I decide I’ll have better luck at work. I’m at my job at the high-end kitchen store when The Boss is in the breakroom complaining to Celeste about a customer who is a suspected shop-lifter but has the audacity to keep coming back and trying to return the stolen items. I interrupt their private conversation and say to The Boss with as much earnestness as I can muster, “What would you have done differently?”
She looks at me, throws her head back and laughs a hearty laugh. “You want to know what I would do differently, MOV? is that what you just said? I’ll tell you what I would do: I would send YOU to deal with her! Ha! In fact, she is waiting for me at the cash register with yet another phony return, so since YOU seem to have all the answers, she’s all yours.” The Boss smiles a big (shall I call it “sinister”?) smile, winks at Celeste and then looks back at me, and finally adds in a saccharine tone, “Let me know what happens.”

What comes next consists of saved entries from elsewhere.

PR #1590, opened 2024-02-27
feat: tracing for aggregate queries, bulkwriter, partition queries, a…

ehsannas:


google-cloud-firestore/src/main/java/com/google/cloud/firestore/CollectionGroup.java
```diff
@@ -102,21 +104,32 @@ public ApiFuture<List<QueryPartition>> getPartitions(long desiredPartitionCount)
...
+                        partitions.add(queryPartition);
+                        return null;
+                      });
+                  return partitions.build();
+                },
+                MoreExecutors.directExecutor());
+        span.endAtFuture(result);
+        return result;
       } catch (ApiException exception) {
+        span.end(exception);
```
cindy-peng, line 132: In openCensus, we do `span.end()` in the `finally` block:https://github.com/googleapis/java-firestore/pull/1589/files#diff-04b7fd9ffd834a763fe56dd88c3e16d42bd8d1d3e3df4b134ae9ad296f147c00L133

Will there be an edge case where exception thrown but not `ApiException` type, and we end up failing to end the span?

google-cloud-firestore/src/main/java/com/google/cloud/firestore/CollectionReference.java
```diff
@@ -127,48 +129,56 @@ public DocumentReference document(@Nonnull String childPath) {
...
+                }
+
+                @Override
+                public void remove() {
+                  throw new UnsupportedOperationException("remove");
+                }
+              };
+            }
+          };
+      span.end();
```
cindy-peng, line 176: Do we need `endAtFuture` here?

google-cloud-firestore/src/test/java/com/google/cloud/firestore/it/ITTracingTest.java
```diff
@@ -0,0 +1,304 @@
+/*
+ * Copyright 2023 Google LLC
```
cindy-peng, line 2: Nitpick: 2024?

google-cloud-firestore/src/main/java/com/google/cloud/firestore/CollectionGroup.java
ehsannas: yeah, I think that's a legitimate corner case. There's a subtle difference with OpenCensus -- which is that with open-telemetry we end the span differently based on whether there was an exception or not. So I will add a `catch` block to catch all other kinds of Throwables, instead of adding a `finally` block.

google-cloud-firestore/src/test/java/com/google/cloud/firestore/it/ITTracingTest.java
```diff
@@ -0,0 +1,304 @@
...
+      for (SpanData spanData : spans) {
+        assertEquals(traceId, spanData.getTraceId());
+      }
+    }
+  }
+
+  // Helper to see the spans in standard output while developing tests
+  void printSpans() {
+    for (SpanData spanData : spanNameToSpanData.values()) {
+      System.out.printf(
```
kolea2, line 178: maybe switch this to a logging library with levels? That way we don't clutter up the logs when running the ITs

google-cloud-firestore/src/test/java/com/google/cloud/firestore/it/ITTracingTest.java
```diff
@@ -0,0 +1,304 @@
...
+  private static final String LIST_DOCUMENTS_RPC_NAME = "ListDocuments";
+  private static final String BATCH_WRITE_RPC_NAME = "BatchWrite";
+
+  // We use an InMemorySpanExporter for testing which keeps all generated trace spans
+  // in memory so that we can check their correctness.
+  protected static InMemorySpanExporter inMemorySpanExporter = InMemorySpanExporter.create();
+
+  protected Firestore firestore;
+
+  HashMap<String, String> spanNameToSpanId = new HashMap<>();;
```
kolea2, line 71: nit - switch to `Map` on lefthand side.

kolea2 (changes requested):

google-cloud-firestore/src/test/java/com/google/cloud/firestore/it/ITTracingTest.java
kolea2: and remove double `;;` to `;`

Glad my decades of Psychiatric Improvised Training are paying off, I march on out to the cash register, and pull the next helpful phrase out of my hat, “Why were you feeling guilty?” The woman does not react as I had anticipated. She does not offer a full-blown confession and then give back all the stolen goods; no. Instead, she says, “Are you calling me a thief????????????”
Later, I try my last phrase on a random stranger at the café where I’m standing in line to buy my lunch. She is telling the cashier that Macy’s is having a really great sale. I lean in and say, “What did you get out of that experience?”
She practically hugs me as she wrestles with her giant shopping bags and starts pulling out shoes and scarves and toys and picture frames. “I got a lot out of it! My Christmas shopping is all done now!”
I obviously have a new best friend, for this random stranger has given me a magnificent idea for those on my Christmas list: coupons for Meaningful Psychiatry Sessions with yours truly (at a reduced rate, of course).